My second question is - I believe because I live with someone (associated) who has a disability (cancer) that I am also protected under The Equality Act 2010. What would I need to provide to my employer to secure that I can continue to work from home while looking after my husband? Which would more than likely be for the foreseeable future.

Thank you so much for getting back to me and helping clarify the situation.

  • Dear MrsBDB

    Thank you for your question. My name is Rizwana, and I am a Work Support Adviser on the Macmillan Support Line. It sounds like you have done well over  the past 7 months to balance your  work whilst caring for your husband.

    The Care Act 2014 provides adult carers of adults the right to support and protection from your local authority. The primary way to get this support is through a Carer’s Assessment and I would encourage you to contact your local authority for further information. Your GP may also be able to make a referral for a carers’ assessment.

    Carer’s Trust operates a network of local carer organisations who may offer emotional and practical support to you. Further information can be found on their website   https://carers.org/our-networks/the-carers-trust-network.

    You may also refer to our booklet ‘Looking after Someone with Cancer’ Looking after someone with cancer (macmillan.org.uk)
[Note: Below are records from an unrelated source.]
PR #150, opened 2022-03-01
Add `useChartVersion` and change appended version suffix (now like `1.2.3-0.dev.git.3.h123`)

### LINKED ISSUE #174: Reimplement current `chartpress --reset --tag`
From https://github.com/jupyterhub/chartpress/pull/150#issuecomment-1059150383 in #150 @minrk and I discussed `chartpress --reset --tag`, which currently updates the Chart.yaml version, but not the images.

> > Only the Helm chart's version needs to be updated, not the images.
>
> True, and this is what chartpress --reset --tag x currently does (chart.resetVersion and chart.resetTag are set via different paths). This might be a bug! But we can make a new entrypoint, or add further clarification of what to do when, if that would be helpful.

I think its hard to understand and document the current `chartpress --reset` interaction with `--tag`, and it feels buggy that it influences the Chart.yaml version but not the images tag. So maybe we can iterate on this?

What about providing something like this, where we have  a use ase for `--reset-chart-version` specifically with #150?

```
chartpress --reset --reset-chart-version=1.2.3 --reset-image-tag=1.2.3
```

minrk:
Instead of `1.2.3-n003.habc` produce `1.2.3-0.dev.git.3.habc`

## Problem

Our current dev versions don't sort correctly for various reasons:

- `n999` and `n1000` sort alphabetically, resulting in incorrect ordering
- prereleases are relative to the _most recent_ tag, which results in incorrect ordering after every release (`1.2.3` > `1.2.3-n003.habc`, when it should be the other way around) unless repos publish a prerelease tag immediately after every stable release

The only way to get prereleases to sort correctly is to produce them relative to the _next_ release, not the _previous_ release, which we get from `git describe`.

Plus, the version information is misleading - there's no indication of whether a dev version is preparing for a minor release or a major one - only that it's _after_ some version in the past.

## Proposal

- Use numerical field instead of `n012` zero-padded text fields for commit count. New tag scheme appends `.git.{n}.h{sha}` to prereleases (e.g. `1.2.3-alpha.1` -> `1.2.3-alpha.1.git.5.habc`), so commit counts are compared numerically instead of alphabetically.
- Uses leading `0.dev.` for base prerelease versions, if building a dev version from a non-prerelease version (e.g. `1.2.3` -> `1.2.3-0.dev.git.5.habc`) so that it sorts before `alpha`
- new config (opt-in) `useChartVersion` to use the version in Chart.yaml as the base version, instead of the most recent git tag.
- When using the new mode, `chartpress --reset` resets the version by stripping the `.git.{n}.h{sha}` suffix, leaving the base version alone, rather than clobbering with invalid `set-by-chartpress` tag.

Notably, this does _not_ solve the prerelease < stable release ordering by default, it only _allows_ repos to solve it by opting in to the `useChartVersion` config, and specifying the dev version in Chart.yaml, as is standard practice in software packages (1. tag a release, 2. set version to `$next-dev`). I think this is the right approach, becuse the next version is not guessable, so it has to come from the maintaners somehow, either:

    With regards to work, you are already aware that you have a statutory right to formally request flexible working after 26 weeks continuous service.  Are you able to make a further request?  The process is to request once in a 12-month period. Your employer must consider the request in a fair way, and they may have a specific form to complete. If your employer does not agree with the request, there should be an opportunity to appeal or to take the complaint further. However, there is no right to flexible working, and it can be rejected for business reasons. When an employer agrees to the request the terms and conditions of the employment should be changed.
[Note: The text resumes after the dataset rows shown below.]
PR #152, opened 2022-03-02
accept --tag arg in --reset

minrk:
allows `chartpress --reset --tag 2.0.0-dev`. Related to #150


consideRatio (approved):
Fine frature that LGTM no matter what chartpress UX we settle for.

    Further information can be found about the this on the ACAS website: https://www.acas.org.uk/making-a-flexible-working-request

    You may also refer to the Working Families Template Letter when making the request  https://workingfamilies.org.uk/articles/flexible-working-a-guide-for-employees/

    I do understand your worry  about returning to the office and the potential risk to your husband. Your employer has a duty of care, and I  would urge you to speak to them about your situation.  You may also ask your GP to support your request to continue to work from home on a fit note that could state ‘stress related to caring responsibilities’.  If you have a health problem related to your care responsibilities, you could  ask your GP to support your request to continue to work from home on a fit note as a reasonable adjustment. The fit note could state ‘stress related to caring responsibilities’.  

    It is worthwhile for you to find out if your employer has a Carer’s Policy and your options with regards to taking paid or unpaid leave, compassionate leave, borrowing holiday days from the next year or buying additional days.

    You also have a legal right to take a reasonable amount of time off work to deal with an emergency for your husband. This would not normally apply to planned hospital appointments. Your employer has no obligation to pay you for time off unless stated in the employment contract. Please refer to the following Carers UK website for further information:

    https://www.carersuk.org/help-and-advice/work-and-career/other-rights-at-work/time-off-in-emergencies

    As you are caring for somebody who is classed as disabled under the Equality Act 2010, you also have protection from discrimination by association. This means that your employer should not treat you less favourably because of your caring duties. You may wish to refer to our booklet ‘Working While caring for someone with Cancer’ for further information Working while caring for someone with cancer (macmillan.org.uk)

    Are you a member of a trade union? They could provide some support for you if needed. 

    Rizwana

    Work Support Adviser

  • Thank you so much for this information! It's very helpful.